---------- Listed records ----------

Issue #210, opened 2021-04-23
BUG: Misleading documentation about OtaAppCallback_t


b1ackviking:
https://github.com/aws/ota-for-aws-iot-embedded-sdk/blob/ed30b37d302bbbea11866ba8d445a9da0f85bd9b/source/include/ota.h#L213-L219

The documentation states that the application callback is optional, while it is not. The application must provide a valid function pointer to the OTA_Init function. The callback pointer is [stored in the agent context without any check](https://github.com/aws/ota-for-aws-iot-embedded-sdk/blob/main/source/ota.c#L3103) and called everywhere without checks. There is no default callback.

PR #211, opened 2021-04-23
Fix misleading documentation of the OtaAppCallback_t

b1ackviking:
Resolves: https://github.com/aws/ota-for-aws-iot-embedded-sdk/issues/210

Remove the false statement that the application callback is optional. The application callback is required and never checked for NULL. There is also no default callback in the code.

By submitting this pull request, I confirm that you can use, modify, copy, and redistribute this contribution under the terms of your choice.

### DIFF
--- a/source/include/ota.h
+++ b/source/include/ota.h
@@ -210,7 +210,7 @@ typedef struct OtaJobDocument
  * @ingroup ota_callback_types
  * @brief OTA update complete callback function typedef.
  *
- * The user has to register a callback function when initializing the OTA Agent. This
+ * The user must register a callback function when initializing the OTA Agent. This
  * callback is used to notify the main application when the OTA update job is complete.
  * Typically, it is used to reset the device after a successful update by calling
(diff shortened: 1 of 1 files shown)


pvyawaha (dismissed):

source/include/ota.h
```diff
@@ -210,13 +210,11 @@ typedef struct OtaJobDocument
  * @ingroup ota_callback_types
  * @brief OTA update complete callback function typedef.
  *
- * The user may register a callback function when initializing the OTA Agent. This
+ * The user has to register a callback function when initializing the OTA Agent. This
```
n9wxu, line 213: I would prefer "must" to "has to"

n9wxu (commented):
One minor change

pvyawaha (approved):

source/include/ota.h
pvyawaha: Fixed in 8ed3d1fabbd5ecd9cd9e602491554bd7c37259b4

n9wxu (approved):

----------

Each line in the records above must be returned exactly as it stands.

> **Exercise output**
Issue #210, opened 2021-04-23
BUG: Misleading documentation about OtaAppCallback_t


b1ackviking:
https://github.com/aws/ota-for-aws-iot-embedded-sdk/blob/ed30b37d302bbbea11866ba8d445a9da0f85bd9b/source/include/ota.h#L213-L219

The documentation states that the application callback is optional, while it is not. The application must provide a valid function pointer to the OTA_Init function. The callback pointer is [stored in the agent context without any check](https://github.com/aws/ota-for-aws-iot-embedded-sdk/blob/main/source/ota.c#L3103) and called everywhere without checks. There is no default callback.

PR #211, opened 2021-04-23
Fix misleading documentation of the OtaAppCallback_t

b1ackviking:
Resolves: https://github.com/aws/ota-for-aws-iot-embedded-sdk/issues/210

Remove the false statement that the application callback is optional. The application callback is required and never checked for NULL. There is also no default callback in the code.

By submitting this pull request, I confirm that you can use, modify, copy, and redistribute this contribution under the terms of your choice.

### DIFF
--- a/source/include/ota.h
+++ b/source/include/ota.h
@@ -210,7 +210,7 @@ typedef struct OtaJobDocument
  * @ingroup ota_callback_types
  * @brief OTA update complete callback function typedef.
  *
- * The user has to register a callback function when initializing the OTA Agent. This
+ * The user must register a callback function when initializing the OTA Agent. This
  * callback is used to notify the main application when the OTA update job is complete.
  * Typically, it is used to reset the device after a successful update by calling
(diff shortened: 1 of 1 files shown)


pvyawaha (dismissed):

source/include/ota.h
```diff
@@ -210,13 +210,11 @@ typedef struct OtaJobDocument
  * @ingroup ota_callback_types
  * @brief OTA update complete callback function typedef.
  *
- * The user may register a callback function when initializing the OTA Agent. This
+ * The user has to register a callback function when initializing the OTA Agent. This
```
n9wxu, line 213: I would prefer "must" to "has to"

n9wxu (commented):
One minor change

pvyawaha (approved):

source/include/ota.h
pvyawaha: Fixed in 8ed3d1fabbd5ecd9cd9e602491554bd7c37259b4

n9wxu (approved):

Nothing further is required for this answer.